Ha sido una crítica que, si bien no ha perdido de vista al texto, ha puesto su énfasis más en el contexto sociológico y ha privilegiado a la narrativa en su análisis, sobre todo la novela, dejando a la poesía en la penumbra (según se quejan los poetas).
Transmutación. El enfoque sociocrítico en literatura significó en parte una confluencia del marxismo y del estructuralismo, que habían tenido un gran bum en los años sesenta y setenta. Sobre todo a partir de los ochenta, con el derrumbe del comunismo, el marxismo ya no fue tan atractivo en la academia, por lo que hubo de mutar y hacer alianzas teóricas.
Vinieron así los “pos”: el postestructuralismo de Foucault y Derrida, los estudios poscoloniales, los posfeminismos, un cierto posmarxismo, como el de la sociocrítica…
En el caso costarricense, Álvaro Quesada, que había estudiado en la Unión Soviética y conocía bien la teoría literaria allá trabajada, incluido Bajtín, reactualizó su bagaje teórico y lo enfocó al estudio de la literatura nacional de las primeras décadas, con mucho éxito. Claro, no abordó toda la literatura de ese tramo, sino la que mejor calzaba para su esquema, la de tipo realista, que, en buena medida, era la más conocida, pues sobre ella se asentó la identidad literaria del país.

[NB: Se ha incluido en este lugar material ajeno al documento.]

PR #250, opened 2016-02-24
Capture JF's description of env.ml in a comment.

sunfishcode:
This just adds a comment, using wording that JF used to explain what this file is for, in [this comment](https://github.com/WebAssembly/spec/pull/244#discussion_r53517759).


rossberg-chromium:
Note that pretty much _any_ host module we are ever going to include in ml-proto is going to be an emulation stopgap in the same way. That's the sole purpose of the mechanism. But if spelling that out for each one individually is important to you, LGTM.

kripken:
Hopefully though we won't need any more host modules in the spec repo, and this will be the only stopgap?

lgtm

rossberg-chromium:
Suppose you want to emulate pieces of the browser environment, in order to run tests that interact with the DOM or WebGL.

PR #1194, opened 2020-05-20
Add .ocamlformat file to help format code

ngzhian:
This file could be useful for autoformatting code. I would like to start
using it in some of the SIMD work, and it might be useful to have in in
the spec repo.

Note that this is not going to cause any automatic formatting, you would
have to run ocamlformat yourself. I also don't intend to reformat all
the code, since that will cause troublesome merge conflicts. I will
however like to format files that only exist in the SIMD proposal, which
will not cause a problem when we eventually merge it in.


ngzhian:
The version used in .ocamlformat was chosen based on https://github.com/ocaml-ppx/ocamlformat#what-configuration-should-i-use

rossberg:
Hm, I'm fine with using this for SIMD stuff, but does the file have to be in the repo for that? Including it may send a confusing message and make other contributors think that it's supposed to be applied elsewhere, which is problematic for the reasons you mentioned.

ngzhian:
Yea, I didn't think of the message it will send. Agreed on you point, I will keep it locally for formatting :)
Thanks for pointing it out!

PR #1195, opened 2020-05-20
Inconsistency of implementation-defined limits

gahaas:
This PR resolves an inconsistency of implementation-defined limits in the js-api specification, and execution limits in the core specification. The core specification requires under [execution limits](https://webassembly.github.io/spec/core/appendix/implementation.html#execution) that implementations throw a runtime error if tables or memories grow beyond an implementation-defined limit. The js-api specification, however, required a compile error if the module defines limits beyond the implementation-defined limits.

This PR resolves this inconsistency by adjusting the js-api specification. For the maximum memory size and maximum table size, a RuntimeError is now required instead of a CompileError.

### DIFF
--- a/document/js-api/index.bs
+++ b/document/js-api/index.bs
@@ -1122,6 +1122,7 @@ Note: ECMAScript doesn't specify any sort of behavior on out-of-memory condition
 The WebAssembly core specification allows an implementation to define limits on the syntactic structure of the module.
 While each embedding of WebAssembly may choose to define its own limits, for predictability the standard WebAssembly JavaScript Interface described in this document defines the following exact limits.
 An implementation must reject a module that exceeds one of the following limits with a {{CompileError}}:
+In practice, an implementation may run out of resources for valid modules below these limits.
 
 <ul>
 <li>The maximum size of a module is 1073741824 bytes (1 GiB).</li>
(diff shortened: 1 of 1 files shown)


document/js-api/index.bs
```diff
@@ -1121,8 +1121,7 @@ Note: ECMAScript doesn't specify any sort of behavior on out-of-memory condition
 
 The WebAssembly core specification allows an implementation to define limits on the syntactic structure of the module.
 While each embedding of WebAssembly may choose to define its own limits, for predictability the standard WebAssembly JavaScript Interface described in this document defines the following exact limits.
-An implementation must reject a module that exceeds these limits with a {{CompileError}}.
-In practice, an implementation may run out of resources for valid modules below these limits.
```
rossberg, line 1125: Perhaps we should keep this sentence here as well, since it may apply even to static limits.

document/js-api/index.bs
```diff
@@ -1134,16 +1133,21 @@ In practice, an implementation may run out of resources for valid modules below
...
 <li>The maximum size of a function body, including locals declarations, is 7654321 bytes.</li>
 <li>The maximum number of locals declared in a function, including implicitly declared as parameters, is 50000.</li>
+</ul>
 
+An implementation must throw a {{RuntimeError}} if one of the following limits is exceeded during runtime:
+In practice, an implementation may run out of resources for valid modules below these limits.
+
+<ul>
+<li>The maximum size of a table is 10000000.</li>
+<li>The initial or maximum number of pages for any memory, declared or imported, is at most 65536.</li>
```
rossberg, line 1150: The static sizes in memory types are already limited to that value by validation. So this could be simplified to: 
```suggestion
<li>The maximum number of pages of a memory is 65536.</li>
```
(FWIW, the reference types proposal refactored the semantics of grow in the core spec and by way of that also adds this as a runtime constraint. It was an oversight that it didn't exist before.)

rossberg:
Thanks!

PR #1198, opened 2020-05-25
[tests] Adjust limits test to dynamic limits

gahaas:
This PR changes the tests in limits.any.js for memory size and table size to validate and compile modules that exceed implementation-defined limits. Only during instantiation and runtime, errors should be thrown.

In https://github.com/WebAssembly/spec/pull/1195 @Ms2ger requested that these tests get adjusted to to changes to the spec.

### DIFF
--- a/test/js-api/limits.any.js
+++ b/test/js-api/limits.any.js
@@ -10,13 +10,13 @@ const kJSEmbeddingMaxExports = 100000;
 const kJSEmbeddingMaxGlobals = 1000000;
 const kJSEmbeddingMaxDataSegments = 100000;
 
-const kJSEmbeddingMaxModuleSize = 1024 * 1024 * 1024;  // = 1 GiB
+const kJSEmbeddingMaxModuleSize = 1024 * 1024 * 1024; // = 1 GiB
 const kJSEmbeddingMaxFunctionSize = 7654321;
 const kJSEmbeddingMaxFunctionLocals = 50000;
 const kJSEmbeddingMaxFunctionParams = 1000;
-const kJSEmbeddingMaxFunctionReturns = 1;
+const kJSEmbeddingMaxFunctionReturns = 1000;
 const kJSEmbeddingMaxElementSegments = 10000000;
-const kJSEmbeddingMaxTables = 1;
+const kJSEmbeddingMaxTables = 100000;
 const kJSEmbeddingMaxMemories = 1;
 
 // Dynamic limits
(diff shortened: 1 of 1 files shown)


gahaas:
ping

Ms2ger:
Trying to get to it this week or next

gahaas:
ping

test/js-api/limits.any.js
```diff
@@ -167,30 +150,81 @@ testLimit("function returns", 0, kJSEmbeddingMaxFunctionReturns, (builder, count
...
+  test(() => { assert_true(WebAssembly.validate(buffer)); },
+       `Validate ${name} beyond its dynamic limit`);
+
+  test(() => { new WebAssembly.Module(buffer); },
+       `Compile ${name} beyond its dynamic limit`);
+
+  promise_test(t => { return WebAssembly.compile(buffer); },
+               `Async compile ${name} beyond its dynamic limit.`);
+
+  if (test_instantiation) {
```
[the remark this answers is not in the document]
gahaas: I tested instantiation only for those values where instantiation should fail, e.g. initial memory size.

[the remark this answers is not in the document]
Ms2ger: Hmm, should we try testing that instantiation *doesn't* fail for the others, or will those fail anyway because the actual limit will be lower?

test/js-api/limits.any.js
```diff
@@ -167,30 +150,81 @@ testLimit("function returns", 0, kJSEmbeddingMaxFunctionReturns, (builder, count
...
+    promise_test(t => {
+      return promise_rejects(t, new WebAssembly.RuntimeError(),
+                             WebAssembly.instantiate(buffer, {}));
+    }, `Async instantiate ${name} over limit`);
+  }
+}
+
+testDynamicLimit(
+    "initial declared memory pages", kJSEmbeddingMaxMemoryPages, true,
+    (builder, count) => { builder.addMemory(count, undefined, false, false); });
```
Ms2ger, line 210: We should also test the case where a memory is initially within the limit, but then is grown past the limit, including with the `memory.grow` instruction in wasm proper, and with `WebAssembly.Memory.grow()`.

However, note that the spec already requires a `RangeError` if `mem_grow` fails. It doesn't seem well-defined whether `RangeError` or `RuntimeError` wins here.

test/js-api/limits.any.js
```diff
@@ -167,30 +150,81 @@ testLimit("function returns", 0, kJSEmbeddingMaxFunctionReturns, (builder, count
...
+    (builder,
+     count) => { builder.addImportedMemory("mod", "mem", count, undefined); });
+
+testDynamicLimit(
+    "maximum imported memory pages", kJSEmbeddingMaxMemoryPages, false,
+    (builder, count) => { builder.addImportedMemory("mod", "mem", 1, count); });
+
+testDynamicLimit(
+    "initial table size", kJSEmbeddingMaxTableSize, true,
+    (builder, count) => { builder.setTableBounds(count, undefined); });
```
Ms2ger, line 227: Same about growing.

test/js-api/limits.any.js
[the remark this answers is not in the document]
gahaas: I added tests now for succeeding instantiation, and also for growing.

test/js-api/limits.any.js
gahaas: I added tests for growing now. I changed the expectation to RangeError.

test/js-api/limits.any.js
gahaas: Done.

gahaas:
I updated the test now to test both failing and succeeding instantiation, and also growing beyond the implementation-defined limits. Sorry that it took so long.

I also changed the values for `kJSEmbeddingMaxFunctionReturns` and `kJSEmbeddingMaxTables`, because with recent additions to the spec, these values are higher now.

gahaas:
I just realized that the reference types proposal is not merged yet. I reverted the number of allowed tables to 1, and removed the table.grow test.

gahaas:
I removed the memory limits tests now. The implementation-defined memory limit is the same as the memory limit of the core spec. Therefore this limit is already covered by the core spec tests.

gahaas:
@Ms2ger ping

gahaas:
@Ms2ger ping

PR #1203, opened 2020-06-05
[interpreter] Simplify ast.ml code by opening Source a bit earlier

ggreif:
Qualifying with `Source.` and later opening completely looks like an oversight to me.

This PR rectifies that. If it was done on purpose, please just close.


rossberg:
It was actually intentional, in order to increase explicitness and thus readability for the type definitions. ;)

PR #1216, opened 2020-07-01
Add merlin config file

ngzhian:
This is useful to specify our soruce/build structure to Meriln to enable
IDE like features (syntax check in editor, go to definition, etc.)

See https://github.com/ocaml/merlin.


ngzhian:
I found this to be helpful when doing development in the SIMD repository, I think it will a useful addition to the main spec as well.

PR #1223, opened 2020-07-20
Add more i32.trunc_f64_s conversion checks

kripken:
I may be missing something here, sorry if so. Looks like the
existing tests check for `2147483647.0` and `2147483648.0`,
but not the precise fraction where things change. I think that
is fully defined by the spec, so it should be testable?

I noticed this as the binaryen fuzzer found a difference between
the binaryen interpreter and other VMs, so I assume the spec
interpreter is right and these tests are valid?

### DIFF
--- a/test/core/conversions.wast
+++ b/test/core/conversions.wast
@@ -120,6 +120,8 @@
 (assert_return (invoke "i32.trunc_f64_s" (f64.const -2.0)) (i32.const -2))
 (assert_return (invoke "i32.trunc_f64_s" (f64.const 2147483647.0)) (i32.const 2147483647))
 (assert_return (invoke "i32.trunc_f64_s" (f64.const -2147483648.0)) (i32.const -2147483648))
+(assert_return (invoke "i32.trunc_f64_s" (f64.const 2147483647.9999998)) (i32.const 2147483647))
+(assert_trap   (invoke "i32.trunc_f64_s" (f64.const 2147483647.9999999)) "integer overflow")
 (assert_trap (invoke "i32.trunc_f64_s" (f64.const 2147483648.0)) "integer overflow")
 (assert_trap (invoke "i32.trunc_f64_s" (f64.const -2147483649.0)) "integer overflow")
 (assert_trap (invoke "i32.trunc_f64_s" (f64.const inf)) "integer overflow")


test/core/conversions.wast
```diff
@@ -120,6 +120,8 @@
 (assert_return (invoke "i32.trunc_f64_s" (f64.const -2.0)) (i32.const -2))
 (assert_return (invoke "i32.trunc_f64_s" (f64.const 2147483647.0)) (i32.const 2147483647))
 (assert_return (invoke "i32.trunc_f64_s" (f64.const -2147483648.0)) (i32.const -2147483648))
+(assert_return (invoke "i32.trunc_f64_s" (f64.const 2147483647.9999998)) (i32.const 2147483647))
+(assert_trap   (invoke "i32.trunc_f64_s" (f64.const 2147483647.9999999)) "integer overflow")
```
binji, line 124: This value seems to be equivalent to `2147483648.0`, so it's really just testing the wat double parsing; I'm assuming we don't care much about that here.

test/core/conversions.wast
```diff
@@ -120,6 +120,8 @@
 (assert_return (invoke "i32.trunc_f64_s" (f64.const -2.0)) (i32.const -2))
 (assert_return (invoke "i32.trunc_f64_s" (f64.const 2147483647.0)) (i32.const 2147483647))
 (assert_return (invoke "i32.trunc_f64_s" (f64.const -2147483648.0)) (i32.const -2147483648))
+(assert_return (invoke "i32.trunc_f64_s" (f64.const 2147483647.9999998)) (i32.const 2147483647))
```
binji, line 123: We may want to use the hex float format here to make it clearer what the expected float is (again to avoid text rep issues): `0x1.fffffffffffffp+30`

test/core/conversions.wast
binji: Yeah, to be fair I think we've done this for a few other tests too, so perhaps we should leave it as is here too. Personally, I'd prefer to use hex floats everywhere that we're not explicitly testing text parsing, but that should be done as a different change.

kripken:
Ok, given there are no other comments, landing as is, and leaving the question of possibly rewriting all tests to float hex format as a separate topic.

PR #1230, opened 2020-07-29
[test] Add "invalid section id" tests

chfast:
This adds explicit tests for "invalid section id". Previously there was only single test for it in custom.wast.

Some of the test cases are designed in a way to reproduce issues of parsing section ids as LEB128 encoded values.

This reproduces the bug in [wabt](https://github.com/WebAssembly/wabt) fixed by https://github.com/WebAssembly/wabt/pull/1501.

The bug has been discovered by fuzzing wabt wasm validation against [Fizzy](https://github.com/wasmx/fizzy).

### DIFF
--- a/test/core/binary.wast
+++ b/test/core/binary.wast
@@ -44,6 +44,13 @@
 (assert_malformed (module binary "\00asm\00\00\01\00") "unknown binary version")
 (assert_malformed (module binary "\00asm\00\00\00\01") "unknown binary version")
 
+;; Invalid section id.
+(assert_malformed (module binary "\00asm" "\01\00\00\00" "\0c\00") "invalid section id")
+(assert_malformed (module binary "\00asm" "\01\00\00\00" "\7f\00") "invalid section id")
+(assert_malformed (module binary "\00asm" "\01\00\00\00" "\80\00\01\00") "invalid section id")
+(assert_malformed (module binary "\00asm" "\01\00\00\00" "\81\00\01\00") "invalid section id")
+(assert_malformed (module binary "\00asm" "\01\00\00\00" "\ff\00\01\00") "invalid section id")
+
 
 ;; call_indirect reserved byte equal to zero.
 (assert_malformed


chfast:
I'm not sure if you noticed, but I submitted this PR to `wg_v1` branch. Is it ok to submit more tests to this branch?

rossberg:
Ah, no, I didn't notice, thanks for pointing out. We probably shouldn't do that before some procedural discussion. In general, you should use master. I'll revert this for now, please create a new PR for master.

chfast:
Can we/you have this "procedural discussion" sooner than later. I cannot use master branch in my downstream project so I'm also little interested in submitting PRs to master as I will have to maintain my own branch of "wasm 1.0" anyway.

binji:
I'm tempted to say that adding new tests for existing behavior to older versions should be OK. But yes, we should discuss this. I'll add it to the CG meeting agenda.

binji:
Added an agenda item here: https://github.com/WebAssembly/meetings/pull/610

Ms2ger:
@binji I won't be able to attend the meeting, but strongly agree that we should make sure that any improvements happen in master too.

chfast:
> @chfast If we decide to allow changes to `wg_v1`, I still think the preferred way to do it would be to merge to `master`, then cherry-pick that PR to `wg_v1`, rather than submit a PR directly to the `wg_v1` branch.

I started submitting tests to master for now, but this is not generic solution. Extensions in master will make previously invalid wasm binaries valid. So I cannot submit tests for such wasm binaries as "invalid in wasm 1.0".

binji:
@chfast That's a good point, there will be some tests that will not be possible to test on master. In those cases we may want to commit directly to a branch directly.

chfast:
I can see in the meeting notes that backporting tests to v1 branch has been agreed on. Is the branch the `wg_v1`?
I will start some of this work as soon as someone pushes the button to accept me in the WebAssembly Community Group, and any other paper work needed to be done after.

PR #1234, opened 2020-07-30
[test] Add "malformed limits flag" tests

chfast:
The valid values are `00` and `01`. These tests checks if other values are reported as malformed.

The error messages reported by the interpreter are suspicious, so please double-check the tests and the interpreter implementation (I cannot ready OCaml).

This corresponds to [wabt](https://github.com/WebAssembly/wabt) bug https://github.com/WebAssembly/wabt/pull/1505, detected by fuzzing against [Fizzy](https://github.com/wasmx/fizzy).

### DIFF
--- a/test/core/binary.wast
+++ b/test/core/binary.wast
@@ -510,6 +510,37 @@
   "unexpected end of section or function"
 )
 
+;; Malformed table limits flag
+(assert_malformed
+  (module binary
+      "\00asm" "\01\00\00\00"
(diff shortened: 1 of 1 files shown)


chfast:
@rossberg, Did you check why such error messages are reported? Is this expected?

rossberg:
The interpreter simply decodes a bool byte as an u1, in order to restrict its value range to 0-1. So the error messages consider it a number that's too large.

PR #1235, opened 2020-08-05
[spec/interpreter/test] Use LEB128 for saturating truncation opcodes

rossberg:
As agreed upon in yesterdays CG meeting.


interpreter/exec/int.ml
```diff
@@ -221,6 +223,9 @@ struct
   let ge_s x y = x >= y
   let ge_u x y = cmp_u x (>=) y
 
+  let to_int_s = Rep.to_int
+  let to_int_u i = Rep.to_int i land (Rep.to_int Rep.max_int lsl 1) lor 1
```
binji, line 227: I'm a bit surprised this isn't implemented anywhere else... or is it that the other implementations depend on the int module?

rossberg: Yeah, so was I. I think we never needed this for plain int.

rossberg:
Hm, what's the issue with Travis, and why don't I see a "Restart Build" button?

ngzhian:
I had a similar issue with "Restart Build" not showing up, https://stackoverflow.com/a/17624403 seems like I didn't have the right perms or something. In the end I pushed an empty commit, then in the "Rebase and squash" i just removed the description of the empty commit.

rossberg:
@ngzhian, the Internet suggested closing & reopening the PR as the simplest workaround.

PR #1241, opened 2020-08-28
Add python script to generate index-instructions

binji:
The index-instructions table is particularly annoying to update, since
and it requires the tables to line up properly, so it always creates
merge conflicts. This CL adds a Python script that generates it instead.


document/core/appendix/gen-index-instructions.py
```diff
@@ -0,0 +1,286 @@
...
+
+
+def MathWrap(s, default=None):
+    if s is None:
+        if default is not None:
+            return default
+        else:
+            return ''
+    else:
+        return ':math:`{}`'.format(s)
```
sbc100, line 32: If we are using python3 should we start using f-strings?  `{s}`

document/core/appendix/gen-index-instructions.py
```diff
@@ -0,0 +1,286 @@
...
+COLUMNS = [
+    'Instruction',
+    'Binary Opcode',
+    'Type',
+    'Validation',
+    'Execution',
+]
+
+
+def MathWrap(s, default=None):
```
sbc100, line 25: How about `default=''`?

document/core/appendix/gen-index-instructions.py
```diff
@@ -0,0 +1,286 @@
+#!/usr/bin/env python3
```
sbc100, line 1: Maybe add a comment about why this was added rather than directly maintaining the rst file?

document/core/appendix/index-instructions.rst
```diff
@@ -4,212 +4,212 @@
 Index of Instructions
```
sbc100, line 4: Add an "DO NOT EDIT" comment?

document/core/appendix/gen-index-instructions.py
binji: That makes us require python 3.6, right? I guess that's OK. Do we use them in other Python scripts in WebAssembly org?

ngzhian: [Bikeshed requires 3.7](https://github.com/tabatkins/bikeshed/issues/321) so the version shouldn't be a problem.

document/core/appendix/gen-index-instructions.py
binji: Done.

document/core/appendix/gen-index-instructions.py
binji: Done.

document/core/appendix/index-instructions.rst
binji: Done.

document/core/appendix/gen-index-instructions.py
binji: OK, updated to use f-strings.

rossberg:
Yay, more hacks around markdown. :) But why not invoke this in the Makefile and remove the generated file from the repo?

binji:
Sounds good to me. Anyone else want to make this fix? :smile:

PR #1242, opened 2020-08-28
Merge bulk-memory-operations proposal into spec

binji:
See the bulk-memory-operations proposal here:

https://github.com/WebAssembly/bulk-memory-operations


rossberg:
Hm, we have to be careful to not mess things up. There were plenty of gaps, conflicts, and moved definitions between this repo and the reference types one, all of which I carefully filled in and resolved (I hope) in the reftypes repo. As a consequence, that repo subsumes this one.

Since we need to land both proposals anyway (the spec in this one is incomplete as is), I would strongly recommend that we simply merge reftypes to master in order to land both proposals. Otherwise we'll have to redo all the manual conflict resolution (because the merge history is lost after a squash), which is super error-prone and _a lot_ of work.

More precisely, I suggest to proceed as follows:

1. Merge recent changes from master into bulk.
2. Merge recent changes from bulk (including master) into reftypes.
3. Merge reftypes into master.

Does that make sense?

binji:
Agreed, my plan was not to merge this directly, but to show what changes would be merged independently. Then only merge the reference types branch. But perhaps that's just extra busywork for reviewers and we should instead just skip this one.

aleee1333 (approved):

rossberg:
This is obsolete now.

Issue #683, opened 2018-09-27
short name for application


opqdonut:
- [x] new field type "short description"
- [x] show this short description in various application tables

PR #721, opened 2018-10-31
Expose the application description through APIs

luontola:
#683


src/clj/rems/db/applications.clj
```diff
@@ -206,9 +223,10 @@
                               :when (= (:id app) (:appid e))]
                           ;; :appid needed only for batching
                           (dissoc e :appid))]
-         (assoc (get-application-state app app-events)
-                :formid (:formid (first catalogue-items))
-                :catalogue-items catalogue-items))))))
+         (enrich-application-description
```
Koura: This is not good, because enrich-application-description makes way too many db calls.

hukka:
Looks good, but don't have time right this moment to look at the merge conflict. Will look into that later, if someone else won't.

PR #750, opened 2018-11-20
Refactor request review

Macroz:
NB: Do after PR #749 

- third party review request now without modal
- shows status
- error handler
- style changes


src/cljs/rems/application.cljs
```diff
@@ -695,25 +695,32 @@
...
+(defn- send-third-party-review-request [reviewers user application-id round comment description]
   (post! "/api/applications/review_request"
          {:params {:application-id application-id
                    :round round
                    :comment comment
                    :recipients (map :userid reviewers)}
           :handler (fn [resp]
+                     (rf/dispatch [::set-status {:status :saved
+                                                 :description description}])
                      (rf/dispatch [::send-third-party-review-request-success true])
```
luontola: It should be possible to remove `::send-third-party-review-request-success` and `::send-third-party-review-request-message` because ::set-status does the same job.

P.S. `::send-third-party-review-request-success false` in `reset-state` should be `::send-third-party-review-request-message false`, so it'll fix that bug as well.

luontola: Or actually the success modal only shows up momentarily, because `(rf/dispatch [::enter-application-page application-id])` resets the page state. There are multiple bugs at play in here:

One is that `reset-state` resets the wrong key, which results in the status message being shown when navigating to another application.

But once that is fixed, the message is no more shown because the handlers call `(rf/dispatch [::enter-application-page application-id])` which resets the page state, which also hides the modal.

If the `::enter-application-page` dispatch is removed, then the modal success message shows up ok, but the action form state is no more reset.

luontola: Maybe the status should be decoupled from the application state. A similar status display is anyways needed on many other pages, such as the admin pages, and everywhere else where an API call is made and an error message could be shown.

luontola: PoC:
```diff
--- a/src/cljs/rems/application.cljs
+++ b/src/cljs/rems/application.cljs
@@ -36,7 +36,7 @@
          ::edit-application nil
          ::judge-comment ""
          ::review-comment ""
-         ::send-third-party-review-request-success false))
+         ::send-third-party-review-request-message false))
 
 (rf/reg-sub
  ::application
@@ -136,16 +136,16 @@
  ::set-status
  (fn [db [_ {:keys [status description validation error]}]]
    (-> db
-       (assoc-in [::edit-application :status] {:open? (not (nil? status))
-                                               :status status
-                                               :description description
-                                               :error error})
+       (assoc-in [:foo/status] {:open? (not (nil? status))
+                                :status status
+                                :description description
+                                :error error})
        (assoc-in [::edit-application :validation] validation))))
 
 (rf/reg-sub
  ::status
  (fn [db _]
-   (get-in db [::edit-application :status])))
+   (get-in db [:foo/status])))
 
 ;;; saving application
 
```

Macroz: I think it doesn't make sense to fix this here since the next PR will be about rewriting the messy event handling chains. There are many old bugs that especially break the attachments. The flash and other status messages should be fixed there as well.

luontola: Yes. Another PR is better.

Issue #699, opened 2018-10-25
Initial application v2 API


Macroz:
- [x] return workflow info in application API
- [x] POST /v2/applications/command
- [x] command: submit
- [x] command: approve
- [x] command: reject
- [x] command: close
- [x] command: request-decision
- [x] command: decision
- [x] command: request-comment
- [x] command: comment

luontola:
How should we document the commands?

opqdonut:
maybe `rems.workflow.dynamic` could export a schema for the commands

PR #753, opened 2018-11-23
fetching dynamic applications via application api

opqdonut:
with a couple of hacks

for #699

### DIFF
--- a/src/clj/rems/api/schema.clj
+++ b/src/clj/rems/api/schema.clj
@@ -40,25 +40,24 @@
    :value (s/maybe s/Str)})
 
 (s/defschema Event
-  s/Any
-  ;; HACK for dynamic applications
-  #_{:userid (s/maybe s/Str)
-     :round s/Num
-     :event s/Str
-     :comment (s/maybe s/Str)
-     :time DateTime
-     :eventdata s/Any})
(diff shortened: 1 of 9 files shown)


src/clj/rems/api/schema.clj
```diff
@@ -40,17 +40,19 @@
...
 
 (s/defschema Event
-  {:userid (s/maybe s/Str)
-   :round s/Num
-   :event s/Str
-   :comment (s/maybe s/Str)
-   :time DateTime
-   :eventdata s/Any})
+  s/Any
+  ;; HACK for dynamic applications
```
Macroz: Maybe these new kinds of events could be returned under a new key?

src/clj/rems/api/schema.clj
```diff
@@ -40,17 +40,19 @@
...
+     :event s/Str
+     :comment (s/maybe s/Str)
+     :time DateTime
+     :eventdata s/Any})
 
 (s/defschema Application
   {:id (s/maybe s/Num) ;; does not exist for unsaved draft
    :formid s/Num
-   :state s/Str
+   :state s/Any ;; HACK for dynamic applications
```
luontola: Could use s/conditional or s/cond-pre

PR #769, opened 2018-11-29
test for creating & submitting a new dynamic application

opqdonut:


test/clj/rems/test/api/applications.clj
```diff
@@ -869,3 +869,29 @@
                   "event/decided"
                   "event/approved"]
                  (map :event (get-in data [:application :dynamic-events])))))))))
+
+(deftest dynamic-application-create-test
```
Macroz: Btw. should we change to the `test-` naming convention sometime?

test/clj/rems/test/api/applications.clj
```diff
@@ -911,8 +911,8 @@
                                          :application-id application-id
                                          :items {}})
                              app)]
-          (is (not= 200 (:status try-submit)))
-          (is (= "unauthorized" (read-body try-submit)))))
+          (is (= 400 (:status try-submit)))
```
Macroz: Hmm should this be 200 OK but some `:success false` and errors by the logic of our recent discussions?

test/clj/rems/test/api/applications.clj
opqdonut: I think @luontola changed all of these to `-test` a while ago. I prefer `test-` but followed the convention in this file.

test/clj/rems/test/api/applications.clj
opqdonut: I think this is different, you're actually violating an API invariant (old-style request for new-style application)

test/clj/rems/test/api/applications.clj
Macroz: So maybe a separate PR sometime later.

En esto siguió el mismo (pre)juicio de Abelardo Bonilla a la hora de evaluar la producción literaria, sin importar que uno fuera positivista y el otro sociocrítico. Quesada dejó de lado toda una literatura no realista, también importante en su momento, pero que utilizaba otras referencias ideológicas, consideradas después marginales o secundarias (como la teosofía, el espiritismo o el orientalismo), por lo que quedó orillada.
Hay que decir que, en sus últimos años, Quesada estaba cambiando de opinión, según me contó la última vez que hablamos, cuando coincidimos en una exposición en el Museo de Arte Costarricense.
Yo había publicado en la prensa un artículo sobre la teosofía en la literatura nacional, que mereció su interés, y coincidió en que dicho campo debía revisarse. No obstante, lo dominante ha sido la marginación de ese corpus heterodoxo… hasta ahora, que se da un giro crítico.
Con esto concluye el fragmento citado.